Kaza ucuz atlatılmış, kimilerine göre “Allah nazardan saklamıştı”.
Ancak bu tip çarpışma vakalarının dünyanın her yerinde olduğu gibi İstanbul’da da yeniden gerçekleşme ihtimali yok değil.
Neyse ki, Yeşilköy şehrin güneyinde.
İstanbul, göçmen kuşların geçiş güzergahı üzerinde bir şehir olsa da, kuşlar ilkbahar ve sonbahar göç sezonunda ağırlıklı olarak şehrin ormanlık ve sulak alanlarının bulunduğu kuzey kesimlerinden geçiyorlar.
O yüzden şehrin kuzeyine inşa edilecek bir havalimanı bu konuda Yeşilköy kadar şanslı olamayacak.
Ancak bazı “uzmanlar” bu yöndeki bilgileri birilerine doğru dürüst aktarmamış olacak ki, 3. havalimanı için şehrin kuzeyinde, göçmen kuşların göç güzergahının üzerinde bir nokta belirlendi.
Üstelik Atatürk Havalimanı’nı genişletme yoluna gitmek ya da yeni havalimanını yine güneydeki Silivri’de inşa etmek gibi bir seçenek varken!
Bu açıdan bakıldığında, 17 Ekim 2013 tarihinde gerçekleşen kaza, İstanbul’un kuzeyine 3. havalimanı yapmayı planlayanlar için ilk ciddi uyarı niteliğindeydi.
Göksel bir uyarı! İnananların gözünde “Allah nazardan saklarken ”belki de Türkiye’yi uyarmıştı!
Şimdi öyle bir uyarının yapamadığını benim tek başıma yapma imkan ve ihtimalim yok!
Ama kuşların göçünü epey zamandır izleyen bir kuş gözlemcisi olarak, İstanbul’un kuzeyine inşa edilecek bir havalimanının taşıdığı riskin boyutları konusunda sahip olduğum verileri ve gözlem notlarını aktarmamın herhalde bir sakıncası olmaz.
Elimde benim de bir üyesi olduğum İstanbul Kuş Gözlem Topluluğu’nun(İKGT) en son 2011’de yürüttüğü “İstanbul Boğazı Göçü” başlıklı çalışmasının sonuçlarını içeren bir rapor var.
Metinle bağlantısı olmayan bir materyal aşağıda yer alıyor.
PR #802, opened 2022-10-09
Uncertainty: Conformal Prediction V1

Kevin-Chen0:
Incorporate the first 2 split conformal prediction (SCP) methods to create prediction intervals for NeuralProphet:
- Absolute difference between y and y-hat (Naive)
- Conformalized Quantile Regression (CQR) - [Source](https://arxiv.org/abs/1905.03222)

Example code:

```
m = NeuralProphet(quantiles=[0.05, 0.95])
metrics = m.fit(train_df)
m.conformalize(calibration_df, alpha=0.1, method='cqr')  # Create the conformal prediction interval width q
forecast = m.predict(test_df)  # Automatically includes two predictive columns with +q and -q
m = m.highlight_nth_step_ahead_of_each_forecast(1)
m.plot(forecast)  # Automatically plots two predictive columns with +q and -q 
```

Use the [conformal_prediction_energy_hospital_load.ipynb](https://github.com/ourownstory/neural_prophet/blob/conformal-prediction/tutorials/feature-use/conformal_prediction_energy_hospital_load.ipynb) example notebook as test.


ourownstory:
@Kevin-Chen0 some quick feedback:
- Summary in the notebook seems no longer aligned with results?
- I think we can skip model 1 as it is nearly identical to m2?
- Consider reducing your regularization rates to 0.1 from 1.0 to avoid potential confounding issues.

Kevin-Chen0:
> @Kevin-Chen0 some quick feedback:
> 
> * Summary in the notebook seems no longer aligned with results?
> * I think we can skip model 1 as it is nearly identical to m2?
> * Consider reducing your regularization rates to 0.1 from 1.0 to avoid potential confounding issues.

* Will fix
* No, m1 is the default NP while m2 is MP with biased seasonality. I got feedback from a user who suggested creating a default NP model as a baseline, hence the current m1. Also, their interval width is quite different for the naive SCP.
* Do you mean the `ar_reg` for m3?

neuralprophet/forecaster.py
```diff
@@ -340,6 +341,7 @@ def __init__(
         # General
         self.name = "NeuralProphet"
         self.n_forecasts = n_forecasts
+        self.q_hats = []
```
ourownstory, line 344: As this variable is specific to CP, I think it should ideally not be a general class attribute.
Maybe we can make it a part of the uncertainty config? It is only estimated once and then retrieved, so the initialized config should be an OK place for it IMO.
(there, the name would also be less ambiguous, but maybe a slightly more verbose name may help, there, too)

neuralprophet/forecaster.py
```diff
@@ -811,6 +813,18 @@ def predict(self, df, decompose=True, raw=False):
             forecast = pd.concat((forecast, fcst), ignore_index=True)
         df = df_utils.return_df_in_original_format(forecast, received_ID_col, received_single_time_series)
         self.predict_steps = self.n_forecasts
+        # Conformal prediction interval with q
+        if self.q_hats:
+            if self.conformal_method == "naive":
+                df["yhat1 - qhat1"] = df["yhat1"] - self.q_hats[0]
```
ourownstory, line 819: I think it would be more understandable to the general user, if we keep uncertainty naming consistent and also just show one uncertainty value in the df. 
As we currently use `f"yhat1 {quantile_lo}%"` and  `f"yhat1 {quantile_hi}%"` I suggest we stick with those.

neuralprophet/forecaster.py
```diff
@@ -811,6 +813,18 @@ def predict(self, df, decompose=True, raw=False):
...
+                df["yhat1 + qhat1"] = df["yhat1"] + self.q_hats[0]
+            else:  # self.conformal_method == "cqr"
+                quantile_hi = str(max(self.config_train.quantiles) * 100)
+                quantile_lo = str(min(self.config_train.quantiles) * 100)
+                df[f"yhat1 {quantile_hi}% - qhat1"] = df[f"yhat1 {quantile_hi}%"] - self.q_hats[0]
```
ourownstory, line 824: in the case of CQR, I think my comment above also applies - let's simply overwrite `f"yhat1 {quantile_lo}%"` and  `f"yhat1 {quantile_hi}%"`.
IMO, When a user explicitly executes thes conformalize steps, it should be evident enough that the outcome is the conformalized quantile.

neuralprophet/forecaster.py
```diff
@@ -811,6 +813,18 @@ def predict(self, df, decompose=True, raw=False):
             forecast = pd.concat((forecast, fcst), ignore_index=True)
         df = df_utils.return_df_in_original_format(forecast, received_ID_col, received_single_time_series)
         self.predict_steps = self.n_forecasts
+        # Conformal prediction interval with q
+        if self.q_hats:
```
ourownstory, line 817: Can we use a configuration dataclass (or merge it with the QR class) to configure CP?

neuralprophet/forecaster.py
```diff
@@ -811,6 +813,18 @@ def predict(self, df, decompose=True, raw=False):
...
+            if self.conformal_method == "naive":
+                df["yhat1 - qhat1"] = df["yhat1"] - self.q_hats[0]
+                df["yhat1 + qhat1"] = df["yhat1"] + self.q_hats[0]
+            else:  # self.conformal_method == "cqr"
+                quantile_hi = str(max(self.config_train.quantiles) * 100)
```
ourownstory, line 822: This will skip all but the top and bottom quantiles - if a user specifies more than 2, they are not conformalized.
We should either raise an error in this case in the conformalize step (and here), or adopt the conformalize method for more than 2 quantiles. Or am I misreading something here?

neuralprophet/forecaster.py
```diff
@@ -3012,3 +3025,30 @@ def _reshape_raw_predictions_to_forecst_df(self, df, predicted, components):
                         yhat_df = pd.Series(yhat, name=comp).set_axis(df_forecast.index)
                         df_forecast = pd.concat([df_forecast, yhat_df], axis=1, ignore_index=False)
         return df_forecast
+
+    def conformalize(self, df_cal, alpha, method="naive", plotting_backend="default"):
```
ourownstory, line 3029: If a user configures QR, then uses CP, I would expect for them to receive CQR by default. 
It appears to me that the default `method="naive"` will however ignore the QR estimates. 
Maybe we could even remove the `method` arg, as QR + CP = CQR and no-QR + CP = naive CP.
Does that make sense?

neuralprophet/forecaster.py
```diff
@@ -3012,3 +3025,30 @@ def _reshape_raw_predictions_to_forecst_df(self, df, predicted, components):
...
+        """Apply a given conformal prediction technique to get the uncertainty prediction intervals (or q-hats).
+
+        Parameters
+        ----------
+            df_cal : pd.DataFrame
+                calibration dataframe
+            alpha : float
+                user-specified significance level of the prediction interval
```
ourownstory, line 3037: What happens if quantiles in QR were already set? Shouldn't it then be using the same?
We could even make it optional, automatically retrieving the QR quantiles and fail if they are not set, non-symmetric or more than two?

neuralprophet/forecaster.py
```diff
@@ -3012,3 +3025,30 @@ def _reshape_raw_predictions_to_forecst_df(self, df, predicted, components):
...
+            method : str
+                name of conformal prediction technique used
+
+                Options
+                    * (default) ``naive``: Naive or Absolute Residual
+                    * ``cqr``: Conformalized Quantile Regression
+        """
+        df_cal = self.predict(df_cal)
+        if isinstance(plotting_backend, str) and plotting_backend == "default":
```
ourownstory, line 3046: Why do we need to check for `isinstance(plotting_backend, str)`?

neuralprophet/forecaster.py
```diff
@@ -3012,3 +3025,30 @@ def _reshape_raw_predictions_to_forecst_df(self, df, predicted, components):
...
+            plotting_backend = "matplotlib"
+        self.conformal_method = method
```
ourownstory, line 3048: this could also live in  a config

ourownstory (changes requested):
Great work Kevin!

As this exposes a lot of new UI, I focused on critically reviewing those areas.
Thus far, I have only reviewed the `forecaster.py` file. 

Will review rest later, adding a review already so you can move forward with the changes.

neuralprophet/forecaster.py
Kevin-Chen0: CP method is naive, so it does not take into account quantile low and quantile high. That is for CQR. Naive is only for `yhat` +- q, so saying `f"yhat1 {quantile_lo}%"` in incorrect here.

neuralprophet/forecaster.py
Kevin-Chen0: To ensure that `plotting_backend` is not `None`, as it is one of the default values.

neuralprophet/forecaster.py
Kevin-Chen0: I don't agree on this front. The only way it is evident is that is stating `f"yhat1 {quantile_hi}% - qhat1"`.

neuralprophet/forecaster.py
Kevin-Chen0: No, naive is a legitimate conformal prediction method. User should be able to use it regardless of whether there is any QR or not. So my design philosophy is that the user can use whatever CP method regardless of the trained model.

As for what the default method should be, for QR or not QR, that can be debatable. I am leaning towards creating an `"auto"`, to encompass what you said: QR + CP = CQR and no-QR + CP = naive CP.  But that can be added in a new PR.

neuralprophet/forecaster.py
Kevin-Chen0: Not necessarily, you can have `alpha` that is different from QR.

It is possible, by default, to retrieve the QR quantiles, check for symmetry, and automatically alpha, but that can be done as a separate PR.

neuralprophet/forecaster.py
Kevin-Chen0: If the CP is "naive", then NP doesn't use the quantiles at all. If CP is "CQR", then it will take the largest and smallest value in the quantile, regardless of the length of quantiles list.

I can make an assert check that the quantiles list need to have at least 2 values, for high and low, but that can be done as a separate PR.

neuralprophet/forecaster.py
Kevin-Chen0: I'll create a `ConformalPrediction` dataclass in configure.py, which will contain `q_hats`.

neuralprophet/forecaster.py
Kevin-Chen0: I'll create a `ConformalPrediction` dataclass in configure.py, which will contain `q_hats`.

neuralprophet/forecaster.py
Kevin-Chen0: This is resolved, although with the conformal-specific config.

neuralprophet/forecaster.py
Kevin-Chen0: This is done. The dataclass is called `Conformal`.

neuralprophet/conformal_prediction.py
```diff
@@ -0,0 +1,109 @@
...
+        -------
+            list
+                uncertainty prediction intervals (or q-hats)
+
+    """
+    # get non-conformity scores and sort them
+    q_hats = []
+    noncon_scores_list = _get_nonconformity_scores(df_cal, method, quantiles)
+
+    for noncon_scores in noncon_scores_list:
```
ourownstory, line 46: Maybe we can move this part to a separate method/function in a subsequent PR.

neuralprophet/forecaster.py
```diff
@@ -3000,3 +3015,46 @@ def _reshape_raw_predictions_to_forecst_df(self, df, predicted, components):
                         yhat_df = pd.Series(yhat, name=comp).set_axis(df_forecast.index)
                         df_forecast = pd.concat([df_forecast, yhat_df], axis=1, ignore_index=False)
         return df_forecast
+
+    def conformalize(self, df_cal, alpha, method="naive", plotting_backend="default"):
```
ourownstory, line 3019: currently, `predict` implicitly assume that this method has been called beforehand. 
We could:
a) To improve encapsulation we can move the code block from predict here, call this method `conformal_predict` or similar, and have it accept a prediction `df` which is passed on to `predict` internally. 
b) alternatively, this could be split into a three step procedure: `compute_conformalization`, `predict`, `conformalize_prediction`. 

Both would have the advantage of separating regular prediction and conformal prediction.
There may be an even better approach though.

neuralprophet/forecaster.py
```diff
@@ -3000,3 +3015,46 @@ def _reshape_raw_predictions_to_forecst_df(self, df, predicted, components):
...
+                calibration dataframe
+            alpha : float
+                user-specified significance level of the prediction interval
+            method : str
+                name of conformal prediction technique used
+
+                Options
+                    * (default) ``naive``: Naive or Absolute Residual
+                    * ``cqr``: Conformalized Quantile Regression
+            plotting_backend : str
```
ourownstory, line 3034: Maybe we can separate the plotting functionality into a separate method in a subsequent PR.

neuralprophet/forecaster.py
```diff
@@ -3000,3 +3015,46 @@ def _reshape_raw_predictions_to_forecst_df(self, df, predicted, components):
...
+                method=method,
+                q_hats=conformalize(df_cal, alpha, method, self.config_train.quantiles, plotting_backend),
+            )
+        else:
+            self.config_conformal.method = method
+            self.config_conformal.q_hats = conformalize(
+                df_cal, alpha, method, self.config_train.quantiles, plotting_backend
+            )
+
+    # def conformalize_predict(self, df, df_cal, alpha, method="naive"):
```
ourownstory, line 3057: Oh, I see, you already created this method.
Maybe we can make conformalize a util instead of a class method and use this method as the main interface?

neuralprophet/plot_forecast_matplotlib.py
```diff
@@ -131,6 +138,17 @@ def plot(
                         alpha=0.2,
                     )
 
+    # Plot any conformal prediction intervals
```
ourownstory, line 141: for the default plotting method I suggest we only plot one uncertainty type at once, as it may be confusing to most users to see multiple uncertainty types at once.

tests/test_plotting.py
```diff
@@ -539,6 +539,68 @@ def test_plot_uncertainty(plotting_backend):
...
+        m.highlight_nth_step_ahead_of_each_forecast(m.n_forecasts)
+        fig0 = m.plot(forecast, plotting_backend="matplotlib")
+        fig1 = m.plot_components(forecast, plotting_backend="matplotlib")
+        fig2 = m.plot_parameters(plotting_backend="matplotlib")
+        if PLOT:
+            fig0.show()
+            fig1.show()
+            fig2.show()
+    # With auto-regression enabled
+    # TO-DO: Fix Assertion error n_train >= 1
```
ourownstory, line 571: How can we best resolve this issue?

tests/test_uncertainty.py
```diff
@@ -187,3 +186,163 @@ def test_uncertainty_estimation_multiple_quantiles():
...
+        forecast = m.predict(future)
+
+        if PLOT:
+            fig1 = m.plot(forecast)
+            fig2 = m.plot_components(forecast)
+            fig3 = m.plot_parameters()
+            plt.show()
+
+
+"""
```
ourownstory, line 220: what is the reason for these tests being commented out?

neuralprophet/plot_forecast_matplotlib.py
```diff
@@ -422,3 +440,38 @@ def plot_multiforecast_component(
     if multiplicative:
         ax = set_y_as_percent(ax)
     return artists
+
+
+def plot_nonconformity_scores(scores, alpha, q, method):
```
ourownstory, line 445: Very helpful plotting function!

ourownstory (approved):
Good work Kevin!

We can merge this PR, and address the comments in a subsequent PR.

neuralprophet/configure.py
```diff
@@ -426,3 +426,12 @@ def init_holidays(self, df=None):
...
 ConfigCountryHolidays = Holidays
+
+
+@dataclass
+class Conformal:
+    method: str
+    q_hats: list
+
+
+ConfigConformalPrediction = Conformal
```
noxan, line 437: There is no point in having `Conformal` and `ConfigConformalPrediction` right? For other dataclasses we had this separation because they might contain multiple items, yet this is not the case here.

neuralprophet/forecaster.py
```diff
@@ -3000,3 +3015,46 @@ def _reshape_raw_predictions_to_forecst_df(self, df, predicted, components):
...
+
+                Options
+                    * ``None``: No plotting is shown
+                    * ``plotly``: Use the plotly backend for plotting
+                    * ``matplotlib``: Use matplotlib backend for plotting
+                    * ``default`` (default): Use matplotlib backend for plotting
+        """
+        df_cal = self.predict(df_cal)
+        if isinstance(plotting_backend, str) and plotting_backend == "default":
+            plotting_backend = "matplotlib"
```
noxan, line 3045: Why is here another selection of our plotting backend happening? We should definitely have this centralized to make the migration to plotly more easy.

neuralprophet/conformal_prediction.py
```diff
@@ -0,0 +1,109 @@
...
+            user-specified significance level of the prediction interval
+        method : str
+            name of conformal prediction technique used
+
+            Options
+                * (default) ``naive``: Naive or Absolute Residual
+                * ``cqr``: Conformalized Quantile Regression
+
+        quantiles : list
+            list of quantiles for quantile regression uncertainty estimate
```
noxan, line 25: Those conformal prediction rely on the quantile regression as it reuses those parameters or are those separate ones? Just asking as I'm trying to better understand how those to methods are connected (or not)?

neuralprophet/forecaster.py
```diff
@@ -812,6 +816,18 @@ def predict(self, df, decompose=True, raw=False):
...
+            if self.config_conformal.method == "naive":
+                df["yhat1 - qhat1"] = df["yhat1"] - self.config_conformal.q_hats[0]
+                df["yhat1 + qhat1"] = df["yhat1"] + self.config_conformal.q_hats[0]
+            else:  # self.config_conformal.method == "cqr"
+                quantile_hi = str(max(self.config_train.quantiles) * 100)
+                quantile_lo = str(min(self.config_train.quantiles) * 100)
+                df[f"yhat1 {quantile_hi}% - qhat1"] = df[f"yhat1 {quantile_hi}%"] - self.config_conformal.q_hats[0]
+                df[f"yhat1 {quantile_hi}% + qhat1"] = df[f"yhat1 {quantile_hi}%"] + self.config_conformal.q_hats[0]
+                df[f"yhat1 {quantile_lo}% - qhat1"] = df[f"yhat1 {quantile_lo}%"] - self.config_conformal.q_hats[0]
+                df[f"yhat1 {quantile_lo}% + qhat1"] = df[f"yhat1 {quantile_lo}%"] + self.config_conformal.q_hats[0]
```
noxan, line 830: I'm a bit confused with all the extra output values. What benefit do they bring me as a user and how would I interpret them? Maybe conformal prediction is an advanced feature overall, yet it would be great to have some guide or instructions on how to make use of this method or at least to better understand what I'm missing out on 😅

neuralprophet/forecaster.py
noxan: I would definitely love to see a more unified approach to our different uncertainty modelling approaches - it's getting rather confusing to me and also how different their APIs are or rather my uncertainty on how to use them / combine them.

neuralprophet/configure.py
Kevin-Chen0: Not necessarily for `ConfigConformalPrediction`, but @ourownstory wants me to put `q_hats` and `method` into a conformal/uncertainty config dataclass instead of being a primary class variable for `NeuralProphet`. So I did.

neuralprophet/forecaster.py
Kevin-Chen0: It's needed to order to print out the **One-Sided Interval Width with q** plot when user is running `.conformalize()`. This plot is very helpful in visualizing the `q` for given `alpha`, where `q` is the basis of the prediction interval. See the [uncertainty_conformal_prediction.ipynb](https://github.com/ourownstory/neural_prophet/blob/main/tutorials/feature-use/).

neuralprophet/conformal_prediction.py
Kevin-Chen0: Right now there are two available conformal prediction methods: **naive** and **CQR**. Naive does conformal prediction independently from the QR while CQR applies conformal prediction on the QR itself rather than the point prediction.

neuralprophet/conformal_prediction.py
```diff
@@ -0,0 +1,109 @@
...
+                max(row[f"yhat1 {quantile_lo}%"] - row["y"], row["y"] - row[f"yhat1 {quantile_hi}%"]),
+                0 if row[f"yhat1 {quantile_lo}%"] - row["y"] > row["y"] - row[f"yhat1 {quantile_hi}%"] else 1,
+            ]
+        )
+        scores_df = df.apply(cqr_scoring_func, axis=1, result_type="expand")
+        scores_df.columns = ["scores", "arg"]
+        scores_list = [scores_df["scores"].values]
+    else:  # method == "naive"
+        # Naive nonconformity scoring function
+        scores_list = [abs(df["y"] - df["yhat1"]).values]
```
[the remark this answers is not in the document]
Kevin-Chen0: Yes, it is hardcoded so it only does one-step ahead. I agree we can create a subsequent PR to enable conformal prediction for multiple steps.

neuralprophet/conformal_prediction.py
```diff
@@ -0,0 +1,109 @@
...
+        quantiles : list
+            list of quantiles for quantile regression uncertainty estimate
+
+        Returns
+        -------
+            list
+                nonconformity scores from the calibration datapoints
+
+    """
+    quantile_hi = None
```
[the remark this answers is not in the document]
Kevin-Chen0: I don't follow. CQR only looks at the lowest and highest quantiles regardless of the number of quantiles in-between (if any). Maybe can extend for more advanced versions of conformal prediction, although I don't know of any that need beyond high and low quantiles.

tests/test_uncertainty.py
Kevin-Chen0: The commented tests are moved to `test_plotting.py`, but I forgot the delete the comment `test_uncertainty.py`. I can remove that comments in the next PR.

tests/test_plotting.py
Kevin-Chen0: Will need to dig into it.

neuralprophet/forecaster.py
```diff
@@ -812,6 +816,18 @@ def predict(self, df, decompose=True, raw=False):
             forecast = pd.concat((forecast, fcst), ignore_index=True)
         df = df_utils.return_df_in_original_format(forecast, received_ID_col, received_single_time_series)
         self.predict_steps = self.n_forecasts
+        # Conformal prediction interval with q
```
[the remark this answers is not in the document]
Kevin-Chen0: No, I have it when the `.predict()` outputs the forecast_df, that df also contains the forecasted value plus/min the conformal prediction interval. For example:

yhat1 - qhat1 | yhat1 + qhat1
-- | --

Just like what's been with QR, given forecast columns like: 

yhat1 5.0% | yhat1 95.0%
-- | --

tests/test_uncertainty.py
Kevin-Chen0: The commented tests have been removed with this PR #1032.

neuralprophet/forecaster.py
Kevin-Chen0: Possible, but I intend to give the user the to run either the `.conformalize()` and `.predict()` methods separately or run as one with `.conformalize_prediction()`, just like for scikit's `.fit_transform()`. However, the reason why I haven't yet is because the `.conformalize_prediction()` will need to input two datasets, on the calibration set and another test set. Maybe that is fine because b/c the `.train()` gives the optionality of adding a validation set alongside the train set.

neuralprophet/forecaster.py
Kevin-Chen0: Please see PR #1044. This implements what you have for **a)**. There is a `conformal_predict()` method that combines the `conformalize()` and `predict()`, and will need to input most the calibration and test sets for split CP. With this implemented, `conformalize()` will then be removed.

Kevin-Chen0: Also, for future bootstrapped (e.g. Jackknife+ and CV+ based) CP methods, calibration set will not be needed, which is why `calibration_df` is set to `None` as default in `conformal_predict()`.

Bir kere, her şeyden önce İstanbul için bu tip çalışmalar çok önemli. Çünkü, her yıl yüz binlerce leylek ve yırtıcı kuş Afrika’daki kışlama alanları ile Avrupa’daki üreme alanları arasında mekik dokuyor. Kuşlar bu göçleri sırasında temel olarak 3 güzergah takip ediyorlar. Bunlardan biri Cebelitarık Boğazı, diğeri Tunus – Sicilya –İtalya güzergahı, bir diğeri de İstanbul Boğazı. Yapılan sayımlara göre, 1 km’lik dar deniz hattıyla İstanbul Boğazı, bir kıtadan diğerine çıkıp inen kuşların en yoğun şekilde takip ettikleri güzergah.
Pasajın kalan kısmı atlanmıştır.